Sorun demokratik kanallar üzerinden çözülmeli. Devletin de şiddet bahane edilerek OHAL, Terörle Mücadele Yasası, sıkıyönetim gibi uygulamalara başvurmaması gerek. Antidemokratik yaklaşım sıkıntı getirir. Ekonominin bereketi için demokrasi şart."
Sönmez: Sivil yatırımlar son derece düşük
İktisatçı Sönmez, Erdoğan'ın sözünü ettiği 7,5 katrilyonluk kamu yatırımının AKP iktidarı dönemindeki yatırım miktarı olduğunu belirttikten sonra, Doğu ve Güneydoğu bölgelerinin genel kamu yatırımları içindeki payının yüzde 10-15'i geçemediğini söyledi.
"Devlet Planlama Teşkilatı'nın (DPT) verilerinde bu durum rahatlıkla görülebilir.
"Bu miktar içinde önemli olan bölüm enerji ve ulaştırma yatırımları. Bir de askeri, Milli Savunma Bakanlığı ağırlıklı idari yatırımlar var.
"Özellikle Güneydoğu Anadolu Projesi'nde (GAP) üretilen enerji ülkenin batı bölgelerine yarıyor. Bölgedeki insanların doğrudan yararlanacağı sivil yatırımlarsa son derece az. Tarım, sanayi, sağlık, eğitim gibi alanlara yatırımlar son derece düşük."
"Pozitif ayrımcılık gerekiyor"
Sönmez, kamu yatırımlarında bölgesel bir pozitif ayrımcılık gerektiğinin altını çiziyor. "Daha sivil, doğrudan bölge insanının yararlanacağı yatırımlar olmalı."
Ancak, Uluslararası Para Fonu (IMF) programları, bölgesel eşitsizliği daha da artırıyor.
"IMF zaten kamu yatırımlarına karşı. Gerekli gördüğü yerlerdeki yatırımların da bölgesel kalkınmaya faydası yok.
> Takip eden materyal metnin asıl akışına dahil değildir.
PR #3559, opened 2021-07-18
configure a custom printer from the schema

ogidow:
[It is recommended that the redact condition be customized in a subclass that inherits from SanitizedPrinter](https://github.com/rmosolgo/graphql-ruby/blob/master/lib/graphql/language/sanitized_printer.rb#L62-L63).

However, we cannot use custom SanitizedPrinter in Query#sanitized_query_string because it does not provide a way to set a custom SanitizedPrinter in the schema.
to use a custom SanitizedPrinter, you need to create a Query object, which is very inconvenient.

This PullRequest implements a way to set a custom SanitizedPrinter from the schema so that custom SanitizedPrinter can be used with Query#sanitized_query_string.

### DIFF
--- a/lib/graphql/schema.rb
+++ b/lib/graphql/schema.rb
@@ -1631,6 +1631,14 @@ module GraphQL
         find_inherited_value(:multiplex_analyzers, EMPTY_ARRAY) + own_multiplex_analyzers
       end
 
+      def sanitized_printer(new_sanitized_printer = nil)
+        if new_sanitized_printer
+          @own_sanitized_printer = new_sanitized_printer
+        else
+          @own_sanitized_printer || GraphQL::Language::SanitizedPrinter
+        end
+      end
+
       # Execute a query on itself.
       # @see {Query#initialize} for arguments.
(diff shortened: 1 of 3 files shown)


lib/graphql/schema.rb
```diff
@@ -1631,6 +1631,14 @@ def multiplex_analyzers
         find_inherited_value(:multiplex_analyzers, EMPTY_ARRAY) + own_multiplex_analyzers
       end
 
+      def sanitized_printer(new_sanitized_printer = nil)
+        if new_sanitized_printer
+          @own_sanitized_printer = new_sanitized_printer
+        else
+          @own_sanitized_printer || GraphQL::Language::SanitizedPrinter
```
rmosolgo, line 1638: At some point, we may get bit because this isn't inherited. If that happens, we can use `find_inherited_value` as some of the other methods do. But it's ok with me to keep it this way for now.

rmosolgo (approved):
Thanks for this improvement! In our own usage, we have some instrumentation that manually initializes a printer, that's why I didn't need this before.

PR #3570, opened 2021-07-27
Make null context work with .authorized_new

rmosolgo:


gja:
@rmosolgo if you also define:

```ruby
def multiplex
  false
end
```

Then you'd be able t ado the following:

```ruby 
> GraphQL::Query::Context.new(query: GraphQL::Query::NullContext::NullQuery, values: nil, object: nil, schema: GraphQL::Schema).dataloader
        2: from (irb):9:in `<main>'
        1: from (irb):10:in `rescue in <main>'
NoMethodError (undefined method `multiplex' for GraphQL::Query::NullContext::NullQuery:Class)
```

thanhlecong865:
#0040

Issue #3576, opened 2021-08-06
Question: is there a supported/suggestion server side Pagination implementation for Connection Types


joelwarrington-jobber:
Hey @rmosolgo  👋 ,

Is there any supported/suggested method for handling Pagination server side when querying for ActiveRecord while limiting the number of items returned?

I know of  `max_page_size` and `default_max_page_size` however this requires you to still return the entire collection to be able to paginate and also get accurate item totals. Are there any out-of-the-box implementations which are recommended?

Example:

```ruby
field :dogs, resolver: Resolvers::DogsResolver


def DogsResolver
  type Types::DogType.connection_type, null: false

  def resolve
    # assume there are a lot of dogs, and the limit number would be something manageable (like 100)
    Dog.all.limit(1)
  end
end
```

```gql
query DogsQuery {
  dogs {
    pageInfo {
      startCursor
      hasPreviousPage
      hasNextPage
      endCursor
    }
    totalCount
  }
}
```

```json
{
  "data": {
    "dogs": {
      "pageInfo": {
        "startCursor": "MQ",
        "hasPreviousPage": false,
        "hasNextPage": false,
        "endCursor": "MQ"
      },
      "totalCount": 1
    }
  }
}
```

joelwarrington-jobber:
@rmosolgo, my method to confirm may have been flawed, when adding a `binding.pry`, and getting the `.to_sql` of the query it didn't include a limit. Does the `max_page_size` limit ActiveRecord queries somehow, and will this still provide the `totalCount` that is accurate (even if limited to something below that)

rmosolgo:
Yes, I expect `max_page_size` to limit the query to fetch objects while `totalCount` returns an unbounded count.

joelwarrington-jobber:
Awesome, thanks for the clarification, will do a bit more confirmation on my side and add any findings here so that if someone in the future finds this they also can get clarification. 😊

joelwarrington-jobber:
**🔔  closing issue, as working as expected**

---

The following comment includes some investigation as to why I saw `limit` not being applied to the query when using `.connection_type` and `default_max_page_size`, but in short, limiting and database pagination works as expected when using the built in connection type and max page size for ActiveRecord.

#### Why did the query not show `limit` being correctly applied?

[...]

PR #3582, opened 2021-08-11
Update wording of the `max_page_size` option to include database limit

joelwarrington-jobber:
Not sure how you'd prefer the wording, but would like a call out that specifies that the database query is also limited, as I (and presumably others) had assumed that it would just limit the returned data but still hit the database for a large list of items.

Is related to #3576


rmosolgo:
Thanks for the improvement!

Issue #3585, opened 2021-08-17
BigInt type does not default to base 10 while parsing inputs


theanirudhvyas:
**Describe the bug**

When a number with a leading 0 is passed for a BigInt type, it assumes it to be binary and parses it incorrectly. For example "0100" is parsed as 512 instead of 1000

**Versions**

`graphql` version: v1.12
`rails` (or other framework): 6.1.3

**GraphQL schema**

Include relevant types and fields (in Ruby is best, in GraphQL IDL is ok).
Are you using [interpreter](https://graphql-ruby.org/queries/interpreter.html)? Any custom instrumentation, etc?

```ruby
class Mutations::ParseNumber < Mutations::BaseMutation
  argument :number, GraphQL::Types::BigInt, required: true

  field :number, GraphQL::Types::BigInt, null: false

  def resolve(number:)
    { number: number }
  end
end

class ApplicationSchema < GraphQL::Schema
   mutation(Types::MutationType)
end

class Types::MutationType < Types::BaseObject
      field :parse_number, mutation: Mutations::ParseNumber
end
```

**GraphQL query**

Example GraphQL query and response (if query execution is involved)

```graphql
mutation {
    parseNumber(number: "01000") {
        number
    }
}
```

```json
{
    "data": {
        "parseNumber": {
            "number": "512"
        }
    }
}
```

**Steps to reproduce**

to the BigInt input pass a string starting with 0.

**Expected behavior**

BigInt should parse the  number with base 10 by default. strings passed with a leading 0 should not be parsed in octal format.

**Actual behavior**

"01000" is parsed as 512 for the class Types::BigInt

**Additional context**

With these details, we can efficiently hunt down the bug!

rmosolgo:
Fixed by https://github.com/rmosolgo/graphql-ruby/pull/3586

PR #3586, opened 2021-08-17
Ensures numbers are parsed with base 10 in BigInt - Issue #3585

theanirudhvyas:
Closes Issue #3585


rmosolgo:
Thanks for the fix! Agreed this is the proper behavior here.

PR #3593, opened 2021-08-24
Avoid refining String when not necessary

casperisfine:
Refinements have a very significant performance overhead. The simple fact of refining a method, even if the refinement is never used will make calls to that method 40% slower.

On rarely called methods in doesn't matter that much, but graphql-ruby refine some common String methods, so any project including the gem suffer from a significant performance penalty.

See this benchmark for more details: https://gist.github.com/casperisfine/1c46f05cccfa945cd156f445f0d3d6fa


rmosolgo:
Wow, I knew refinements slowed things down when you _used_ them, but I didn't know that just _defining_ them also came with a cost! Thanks.

PR #3600, opened 2021-08-28
Update position of keyword argument in doc example

ravangen:
Ensure specific named arguments of interest are placed before `**kwargs` catchall


rmosolgo:
Oops, thanks for fixing this!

IMF zaten sosyal devlete karşı olmak demek. Programdan bu yana, bölgesel farklılık giderek büyüyor. Yapılmış gibi görünen yatırımlar, en çok küreselleşmeyle bütünleşen batı bölgelerine hizmet ediyor."
Özel yatırımlar içinse, daha çok teşvik gerektiğine işaret ediyor Sönmez.
"Vergi kolaylıkları, emek yoğun projeleri özendirecek yatırımlar, gerekli arsa tahsisleri gibi yöntemlere ihtiyaç var. Bu da politik bir pozitif ayrımcılık demek."
Bedirhanoğlu: Güvenlik, istikrar; bölgesel ve sektörel politika gerek
Bedirhanoğlu'ysa sözünü ettiği "yatırım iklimi"nin acilen oluşturulabilmesi için gerekenleri şöyle özetledi.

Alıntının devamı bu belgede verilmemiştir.